La tercera lección es que el éxito verdadero trae paz, no ansiedad. Si tus metas te están robando el sueño, te están estresando y te están alejando de tu familia, es momento de reevaluarlas. Dios no es un capataz exigente que te presiona, sino un Padre amoroso que te guía con suavidad. Jesús dijo: ‘Venid a mí todos los que estáis trabajados y cargados, y yo os haré descansar’ (Mateo 11:28). El éxito según Dios te da descanso, no agotamiento.
Preguntas Frecuentes
¿Es pecado tener dinero o ser rico en Colombia?
No, tener dinero no es pecado. La Biblia no condena la riqueza, sino el amor al dinero (1 Timoteo 6:10). En Colombia, hay personas que han prosperado financieramente y usan sus recursos para bendecir a otros y apoyar la obra de Dios. El problema es cuando el dinero se convierte en un ídolo y desplaza a Dios del trono de nuestro corazón. La clave está en tu actitud: ¿eres tú el dueño de tu dinero o el dinero es tu dueño?
¿Cómo puedo saber si estoy en la voluntad de Dios para mi vida profesional?

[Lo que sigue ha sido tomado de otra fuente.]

PR #1812, opened 2025-12-16
More consistent traces between immdb-server and cardano-node

ch1bo:
Aligns `MsgLeiosBlock` and `MsgBlock` traces between patched `immdb-server` and `cardano-node` such that both have similar contents and at least contain block hashes.

### DIFF
--- a/ouroboros-consensus-cardano/src/unstable-cardano-tools/Cardano/Tools/ImmDBServer/Json/SendRecv.hs
+++ b/ouroboros-consensus-cardano/src/unstable-cardano-tools/Cardano/Tools/ImmDBServer/Json/SendRecv.hs
@@ -16,7 +16,7 @@ data Direction = Recv | Send
 data SendRecvEvent muxtm tm cnt = MkSendRecvEvent {
         at           :: tm
         -- ^ when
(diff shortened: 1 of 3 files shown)


ouroboros-consensus-cardano/src/unstable-cardano-tools/Cardano/Tools/ImmDBServer/Json/SendRecv.hs
```diff
@@ -15,19 +14,19 @@ data Direction = Recv | Send
...
-      , mux_at :: muxtm
+      , mux_at       :: Maybe muxtm
         -- ^ For 'Recv', when these bytes left the demuxer.
         --
         -- For 'Send', when the mini protocol began trying to put these bytes
         -- into the muxer.
-      , direction :: Direction
-      , msg :: String
+      , direction    :: Direction
+      , msg          :: Aeson.Value
```
bladyjoker: Not sure why this isn't a type var `msg` with `Aeson.(To|From)Object msg` instances? But not really important at this point.

bladyjoker (approved):
LGTM

PR #1815, opened 2025-12-18
Add more accurate tracing to LSM

jasagredo:


jasagredo:
This is mostly sequential, if not entirely, but this lets us disambiguate whether a deadlock happens in LSM or in Consensus code.

PR #1818, opened 2025-12-24
Use the memoized hash, instead of recomputing it from original bytes

lehins:
# Description

Prior implementation was suboptimal. We already provide memoized hash of the block header. With these changes not only memoized version of the hash will be used, but also it will not result in two redundant memcopies just for the sake of hash computation (MemoBytes uses `ShortByteString` underneath, so in order to compute the hash through CBOR it needs to be first converted to a lazy `ByteString` and then again converted to a strict `ByteString`, which can later be passed over FFI for hash computation)

Also note that:


bladyjoker (approved):
Hi @lehins, thanks for the PR!

PR #1820, opened 2025-12-29
Cardano-config

jasagredo:
# Description

this PR might resolve.

Also note that:


cardano-config/cardano-config.cabal
```diff
@@ -0,0 +1,82 @@
...
+
+common warnings
+  ghc-options:
+    -Wall
+    -Wunused-packages
+
+library
+  import: warnings
+  exposed-modules:
+    Cardano.Node.Configuration
```
carbolymer: Maybe
```suggestion
    Cardano.Configuration
```
?

`Cardano.Node...` would suggest that the modules are placed in `cardano-node` package.

cardano-config/src/Cardano/Node/Configuration/CLIArgs.hs
```diff
@@ -0,0 +1,361 @@
...
+  , byronSigningKey :: Maybe FilePath
+  , shelleyKESKey :: Maybe FilePath
+  , shelleyVRFKey :: Maybe FilePath
+  , shelleyOperationalCertificate :: Maybe FilePath
+  , bulkCredentialsFile :: Maybe FilePath
+  }
+  deriving Show
+
+-- | The CLI arguments, parsed with 'parseCLIArgs'
+data CLIArgs = CLIArgs
```
carbolymer:
```suggestion
data CliArgs = CliArgs
```
Same remark as for the module name

cardano-config/src/Cardano/Node/Configuration/Basics.hs
```diff
@@ -0,0 +1,66 @@
...
+import Data.Default
+import Data.String (IsString)
+import GHC.Generics (Generic)
+import GHC.TypeLits (Symbol)
+import qualified System.FilePath as F
+import Prelude hiding (FilePath)
+import qualified Prelude as P
+
+-- | A filepath annotated with the intended use for it
+newtype FilePath (s :: Symbol) = FilePath {getFilePath :: P.FilePath}
```
carbolymer: The current `FilePath` conflicts with `System.FilePath.FilePath`. Using a different name would make it a bit unambiguous. What do you think about using a shorter name `File`? 
```suggestion
newtype File (s :: Symbol) = File {getFile :: P.FilePath}
```

cardano-config/src/Cardano/Node/Configuration/Basics.hs
```diff
@@ -0,0 +1,66 @@
...
+(</>) :: FilePath a -> FilePath b -> FilePath c
+FilePath a </> FilePath b = FilePath (a F.</> b)
+
+-- | A FilePath that requires a mount point
+newtype RelativeFilePath (s :: Symbol)
+  = RelativeFilePath {relativeFilePath :: FilePath s}
+  deriving (Generic, Show)
+
+anchorRelativePath :: FilePath a -> RelativeFilePath b -> FilePath b
+anchorRelativePath fp1 (RelativeFilePath fp2) = fp1 </> fp2
```
carbolymer: There's a footgun here if someone puts an absolute path into `fp2`: `fp1` will be ignored https://hackage-content.haskell.org/package/filepath-1.5.4.0/docs/System-FilePath.html#v:-60--47--62-

I don't know if there's an easy way to protect against, which is portable. Checking for relative paths requires `IO` access afair. But a haddock with a warning would be nice. 😉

La voluntad de Dios no es un misterio escondido que debes descifrar con miedo. Primero, busca una relación personal con Él a través de la oración y la lectura de la Biblia. Segundo, usa los talentos que Él te ha dado, porque Dios no desperdicia dones. Tercero, pide consejo a líderes espirituales maduros. Y cuarto, evalúa si tu trabajo te permite honrar a Dios y servir a otros. Si puedes hacer eso, estás en el camino correcto, aunque no sea el trabajo mejor pagado del mundo.
¿Qué hago si ya logré mis metas y todavía me siento vacío?
Ese vacío es una señal de alerta de que tu alma necesita algo más que logros. Muchas personas en Colombia han llegado a la cima del éxito y se han sentido más solas que nunca. Te invito a que hagas una pausa y te preguntes: ¿Para qué estoy viviendo? Dios te creó para tener comunión con Él, y solo en Él encontrarás plenitud. Busca un grupo de fe, abre tu corazón a Dios y pídele que te revele tu propósito eterno. Él no te va a dejar con las manos vacías.